"""

PR #5353, opened 2023-10-12
Don't move popup with inline preview if setSelectOnHover true

akoreman:
*Issue #, if available:* NA

*Description of changes:* When `setSelectOnHover` is set to `True`, we select the item in the popup tooltip that's being hovered on. This can cause the height of the inline preview to change, resulting in moving the popup, after which the mouse can be hovering over a new item and selecting that. Leading to a cycle of moving popup:

https://github.com/ajaxorg/ace/assets/34573235/72e521e4-fcc1-403b-bbe2-1fc1845a533b

This aims to improve the situation by only moving the popup if it's not being moused over, and moving it to the desired position on `mouseout`:

https://github.com/ajaxorg/ace/assets/34573235/d9e1cb30-18c6-40a1-b3e2-46af59b7f247

### DIFF
--- a/src/autocomplete.js
+++ b/src/autocomplete.js
@@ -319,8 +319,10 @@ class Autocomplete {
     }
 
     mouseOutListener(e) {
-        this.$updatePopupPosition();
-        this.tooltipTimer.call(null, null);
+        // Check whether the popup is still open after the mouseout event,
+        // if so, attempt to move it to its desired position.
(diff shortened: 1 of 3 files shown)


whazor (approved):
I tested the PR and it works nicely now!

Code looks good.

InspiredGuy (approved):

PR #5365, opened 2023-10-23
Astro highlighting mode fix

legendSabbir:
- I've fixed this issues long ago . I didn't thought it's gonna get merged so i didn't uploaded it


src/mode/astro_highlight_rules.js
```diff
@@ -2,82 +2,104 @@
...
     },
-    nextState: "start"
-  }, {
-    regex: /{/,
-    token: "paren.lparen",
-    push: "inline-js-start"
-  }]);
+    {
+      regex: /{/,
+      token: "paren.rparen",
```
akoreman, line 80: The regex here looks like this should be a left parenthesis?

paidPlugins: opps . the token should be  paren.lparen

"""

Search the listing for the word "approved". Copy every line in which it occurs.

whazor (approved):
InspiredGuy (approved):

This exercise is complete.